Friday, August 25, 2006

A Smidge of Turmoil

I haven's posted for a few days because Tuesday night while we were in bed Teddy was having a particularly bad night lunging every time I moved and he bit me - pretty badly - on my pinky finger was where his mouth landed - and it's ended up getting quite infected and for the first time since I got him I actually went to the Emergency department (I didn't stay because the waiting was interminable) and I then went to my doctor's office to get a tetanus shot from the nurse and she made me stay to see a doctor who gave me a prescription for antibiotics.

So I spent a couple days torturing myself once again about why it is that I keep Teddy alive when he has absolutely not improved in the biting department in the year that I've had him and has maybe even gotten a bit worse - I've just gotten better at avoiding his mouth. I really think there's something neurologically wrong with him or just plain bad breeding because he just cannot handle external stimuli, and will cry out like as if someone has smacked him really hard when he steps on an extension cord that's on the floor, or when he steps on a rock - let alone trying to pet his back or cut his hair.

The nurse at the Clinic today severely remonstrated me for not "immediately getting rid of the dog that did this". I was like "yeah, whatever - I'm not going to do that". It really comes down to as simple as the fact that for some reason I don't see dogs as inanimate objects that aren't really alive anyway - I see them as being the same as humans and I don't think that if they're healthy in every other way that I have the right to take their life. For some reason I think that the decision has to be up to Teddy, and some of the time he still seems to be enjoying himself.

We're all going to be dead for such a long time. And there's already so much death happening around us. But when I'm having a bad day with him - the lessons that he is trying to teach me seem to be very hard to learn.

So it's taken me a couple days to work through what happened on Tuesday night and become a happy dog owner again. We all have cranky people in our lives - it's just that most of them don't have dirty teeth that they feel compelled to sink into our flesh when they want to show their displeasure at something we're doing at certain moments of the day. I am still really hoping that he is going to understand that every motion I make is not intended to hurt him - but is meant to help. After a year he still hasn't clued in unfortunately.

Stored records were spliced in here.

PR #1457, opened 2019-09-03
Fix #1394

### LINKED ISSUE #1394: 🐛 [Bug] A new post is added on the news feed page to the end of the loaded ones
## :bug: Bugreport

New posts is added on the news feed page to the end of the loaded ones.

Bildschirmfoto 2019-08-26 um 14 01 37

1. Create a new post.
2. Go to the news feed page.
3. See that your post is not in front of all other posts.
4. Scroll down and your post is at the end of the already loaded ones.
5. On automatic load it stay at this position.

### Expected behavior

Post should be in front of all other posts, because it is the newest one.

### LINKED ISSUE #1438: 🐛 [Bug] Mouse cursor over Logo seems to be non-clickable
## :bug: Bugreport

If the mouse cursor is over the top left logo it does not change to a "hand". This looks like, as if the logo would not be clickable, but it is.

1. Move the mouse over the top left logo

### Expected behavior

As on every other clickable part of the page the logo should also be appear as clickable.

### Version & Environment
 Type: [Desktop]      
 - OS: [Linux]      
 - Browser: [Firefox] 
 - Version [68.0.1]  
 - Device: [Notebook]  

### Additional context

Minor bug, not important, just not nice.

roschaefer:
This bug is actually an unpleasant combination of bugs. We first ran into:
https://github.com/Akryum/vue-apollo/issues/492

The people there suggest to use `no-cache`. But that would let us face
yet another bug:
https://github.com/Akryum/vue-apollo/issues/263

So I fixed this with an obscure workaround and assumed that whenever the
two results intersect then this is a cache update.

### Issues

- fix #1394 
- fix #1438

### Todo

- [X] None


roschaefer:
Hm, seems this does not play nice with our pagination. Probably we cannot rely on the fact that there have been duplicates.

roschaefer:
closed in favour of #1479

PR #1476, opened 2019-09-04
1393 fix show less bugginess

### LINKED ISSUE #1393: 🐛 [Bug] Show less functionality broken
## :bug: Bugreport

Long comments are truncated and there is a link to `show more`, which still works fine, but recently `show less` is broken

1. visit any post with comments longer than 180 characters
2. click on the `show more` link
3. click on the `show less` link
4. observe the comment doesn't get truncated 
5. Profit

### Expected behavior

The comment should be collapsible again

### Version & Environment
 Type: [Desktop]      
 - OS: [Linux/Ubuntu]      
 - Browser: [Firefox/Chromium] 
 - Version []  
 - Device: []  

### Additional context

 
2019-08-26-show-less-broken

mattwr18:
### Issues

- fixes #1393 

this fixes the bug that the `show more` link is shown when a @mention occurs for comments that are shorter than 180 characters... 
at the moment, we were just checking if there is any difference between content and contentExcerpt, then showing the show more, but for some reason, there is always a difference between comments content longer or shorter than 180 characters

on my local development, the show less is still buggy, because it used the `content-viewer`, which used the editor, but in production it seems to not be an issue.
### Todo

- [X] None

### DIFF
--- a/webapp/components/Comment.spec.js
+++ b/webapp/components/Comment.spec.js
@@ -63,6 +63,7 @@ describe('Comment.vue', () => {
         propsData.comment = {
           id: '2',
           contentExcerpt: 'Hello I am a comment content',
+          content: 'Hello I am comment content'
         }
       })
 
--- a/webapp/components/Comment.spec.js
+++ b/webapp/components/Comment.spec.js
@@ -63,7 +63,7 @@ describe('Comment.vue', () => {
         propsData.comment = {
           id: '2',
           contentExcerpt: 'Hello I am a comment content',
-          content: 'Hello I am comment content'
+          content: 'Hello I am comment content',
         }
       })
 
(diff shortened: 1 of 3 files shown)


mattwr18:
I could, but that is not a bug fix, so I think it shouldn't block a fix for an embarrassing bug get merged in
merge that :hankey:

mattwr18:
thanks @Tirokk, don't know if you saw my comments :point_up: in the description of the `PR`, but I also get that bug in a development environment, but since it doesn't seem to be reproducible in a production environment, I'm just ignoring it for now.
I think it's to due to the `Editor`

mattwr18:
the white space hasn't changed as I can tell... but I can understand

PR #1512, opened 2019-09-06
Refactor email middleware

roschaefer:
## 🍰 Pullrequest

Apart from the refactoring, this fixes the missing `from` attribute when sending signup mails.

### Issues

- None

### Todo

- [X] None


backend/src/schema/resolvers/passwordReset.spec.js
```diff
@@ -16,158 +21,203 @@ const getAllPasswordResets = async () => {
   return resets
```
mattwr18: where is this coming from?

backend/src/schema/resolvers/passwordReset.spec.js
```diff
@@ -16,158 +21,203 @@ const getAllPasswordResets = async () => {
...
 
-      const session = driver.session()
-      await createPasswordReset({ driver, email, issuedAt, code })
-      session.close()
+  const mutation = gql`
+    mutation($nonce: String!, $email: String!, $newPassword: String!) {
+      resetPassword(nonce: $nonce, email: $email, newPassword: $newPassword)
     }
+  `
+  const nonce = 'abcdef'
```
mattwr18: why do you have a default and then set the same value to a variable?

backend/src/schema/resolvers/passwordReset.spec.js
```diff
@@ -16,158 +21,203 @@ const getAllPasswordResets = async () => {
...
+  beforeEach(() => {
+    variables = { ...variables, newPassword: 'supersecret' }
```
mattwr18: weak password :stuck_out_tongue_closed_eyes:

backend/src/schema/resolvers/passwordReset.spec.js
mattwr18: so this calls `createPasswordReset` with the nonce `abcdef` as a default, then uses that same nonce to find the `PasswordReset` node, but if the user passes in a different nonce like `slkdjf`, then it will create a `PasswordReset` node with that `nonce`, but will not match the `resetPassword` nonce?

backend/src/schema/resolvers/passwordReset.js
```diff
@@ -2,39 +2,47 @@ import uuid from 'uuid/v4'
...
+    const records = transactionRes.records.map(record => {
+      const { email } = record.get('e').properties
+      const { nonce } = record.get('pr').properties
+      const { name } = record.get('u').properties
+      return { email, nonce, name }
+    })
+    response = records[0] || {}
+  } finally {
+    session.close()
+  }
```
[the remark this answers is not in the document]
roschaefer: I guess so, yes

backend/src/schema/resolvers/passwordReset.spec.js
roschaefer: two lines above?

backend/src/schema/resolvers/passwordReset.spec.js
```diff
@@ -137,7 +136,7 @@ describe('resetPassword', () => {
     describe('invalid email', () => {
       it('resolves to false', async () => {
         await setup()
-        variables = { ...variables, email: 'non-existent@example.org', nonce }
+        variables = { ...variables, email: 'non-existent@example.org', nonce: 'abcdef' }
```
mattwr18: I like this change!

On a much happier note - the biggest dog event of the summer is happening tomorrow - the Greyhound Pet's of Atlantic Canada Dog Carnival out in Dewolfe Park in Bedford. I am one of the judges for their "Canine Idol" competition and I haven't decided yet whether I'm going to be Simon Cowell or a Sass Jordan - or maybe I'll be a Paula Abdul. We'll see how my hair dries in the morning! haha! It's from 10:30 - 2:30pm - I've had it written up on my site for the last couple of weeks, so hopefully everyone has already read and heard about it already and is planning on going - I'm planning on taking Buttercup and tonight I made her a new matching leash, collar, and bracelet for me - so we will definitely be VERY stylish!!

1 comment:

  1. Ouch. I can understand some elements of what you are going through. My thoughts and just a rhetorical question for you... would you give the same rationale for a dog as large as say a dane/saint mix? Say a dog that is 180 pounds and built like a frieght train?

    I know these are highly personal decisions and we have to weigh in with our own experiences and ability to 'deal'.

    I hope you are doing better and heal up just fine. Best wishes!